AIM OF THE TASK:
A word-for-word restatement of every entry is what is needed here.

RECORDED INFORMATION:
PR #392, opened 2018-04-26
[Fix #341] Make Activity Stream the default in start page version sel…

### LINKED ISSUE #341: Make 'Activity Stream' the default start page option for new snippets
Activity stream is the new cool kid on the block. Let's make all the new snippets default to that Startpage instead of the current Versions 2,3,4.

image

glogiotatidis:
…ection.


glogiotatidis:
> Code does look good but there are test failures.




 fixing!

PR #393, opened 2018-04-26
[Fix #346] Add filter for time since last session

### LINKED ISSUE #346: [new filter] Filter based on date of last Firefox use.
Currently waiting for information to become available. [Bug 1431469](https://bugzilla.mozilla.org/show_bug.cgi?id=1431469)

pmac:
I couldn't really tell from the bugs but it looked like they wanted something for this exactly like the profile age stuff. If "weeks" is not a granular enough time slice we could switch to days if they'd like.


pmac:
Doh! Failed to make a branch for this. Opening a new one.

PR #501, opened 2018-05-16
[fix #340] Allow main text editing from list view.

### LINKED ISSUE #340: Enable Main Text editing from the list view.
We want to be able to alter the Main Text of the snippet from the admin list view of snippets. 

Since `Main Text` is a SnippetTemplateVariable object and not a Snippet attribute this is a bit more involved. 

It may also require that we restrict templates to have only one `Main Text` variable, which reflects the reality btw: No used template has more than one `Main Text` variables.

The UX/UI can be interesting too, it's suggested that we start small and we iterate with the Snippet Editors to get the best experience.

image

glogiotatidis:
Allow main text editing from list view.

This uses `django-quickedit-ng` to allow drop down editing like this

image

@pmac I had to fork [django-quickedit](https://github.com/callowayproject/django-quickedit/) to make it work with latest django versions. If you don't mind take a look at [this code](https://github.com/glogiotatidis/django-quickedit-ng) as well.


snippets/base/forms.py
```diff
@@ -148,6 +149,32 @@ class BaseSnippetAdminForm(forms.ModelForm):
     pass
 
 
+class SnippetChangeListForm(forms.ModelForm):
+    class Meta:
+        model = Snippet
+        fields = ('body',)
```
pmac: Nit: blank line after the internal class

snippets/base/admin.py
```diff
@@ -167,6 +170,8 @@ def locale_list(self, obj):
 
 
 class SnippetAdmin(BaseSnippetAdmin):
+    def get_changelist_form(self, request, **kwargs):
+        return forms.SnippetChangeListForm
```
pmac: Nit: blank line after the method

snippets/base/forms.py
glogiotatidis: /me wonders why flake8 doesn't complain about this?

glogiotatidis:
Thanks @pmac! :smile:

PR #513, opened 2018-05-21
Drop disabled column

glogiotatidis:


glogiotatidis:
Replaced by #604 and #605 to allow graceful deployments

ANSWER SPACE:
PR #392, opened 2018-04-26
[Fix #341] Make Activity Stream the default in start page version sel…

### LINKED ISSUE #341: Make 'Activity Stream' the default start page option for new snippets
Activity stream is the new cool kid on the block. Let's make all the new snippets default to that Startpage instead of the current Versions 2,3,4.

image

glogiotatidis:
…ection.


glogiotatidis:
> Code does look good but there are test failures.




 fixing!

PR #393, opened 2018-04-26
[Fix #346] Add filter for time since last session

### LINKED ISSUE #346: [new filter] Filter based on date of last Firefox use.
Currently waiting for information to become available. [Bug 1431469](https://bugzilla.mozilla.org/show_bug.cgi?id=1431469)

pmac:
I couldn't really tell from the bugs but it looked like they wanted something for this exactly like the profile age stuff. If "weeks" is not a granular enough time slice we could switch to days if they'd like.


pmac:
Doh! Failed to make a branch for this. Opening a new one.

PR #501, opened 2018-05-16
[fix #340] Allow main text editing from list view.

### LINKED ISSUE #340: Enable Main Text editing from the list view.
We want to be able to alter the Main Text of the snippet from the admin list view of snippets. 

Since `Main Text` is a SnippetTemplateVariable object and not a Snippet attribute this is a bit more involved. 

It may also require that we restrict templates to have only one `Main Text` variable, which reflects the reality btw: No used template has more than one `Main Text` variables.

The UX/UI can be interesting too, it's suggested that we start small and we iterate with the Snippet Editors to get the best experience.

image

glogiotatidis:
Allow main text editing from list view.

This uses `django-quickedit-ng` to allow drop down editing like this

image

@pmac I had to fork [django-quickedit](https://github.com/callowayproject/django-quickedit/) to make it work with latest django versions. If you don't mind take a look at [this code](https://github.com/glogiotatidis/django-quickedit-ng) as well.


snippets/base/forms.py
```diff
@@ -148,6 +149,32 @@ class BaseSnippetAdminForm(forms.ModelForm):
     pass
 
 
+class SnippetChangeListForm(forms.ModelForm):
+    class Meta:
+        model = Snippet
+        fields = ('body',)
```
pmac: Nit: blank line after the internal class

snippets/base/admin.py
```diff
@@ -167,6 +170,8 @@ def locale_list(self, obj):
 
 
 class SnippetAdmin(BaseSnippetAdmin):
+    def get_changelist_form(self, request, **kwargs):
+        return forms.SnippetChangeListForm
```
pmac: Nit: blank line after the method

snippets/base/forms.py
glogiotatidis: /me wonders why flake8 doesn't complain about this?

glogiotatidis:
Thanks @pmac! :smile:

PR #513, opened 2018-05-21
Drop disabled column

glogiotatidis:


glogiotatidis:
Replaced by #604 and #605 to allow graceful deployments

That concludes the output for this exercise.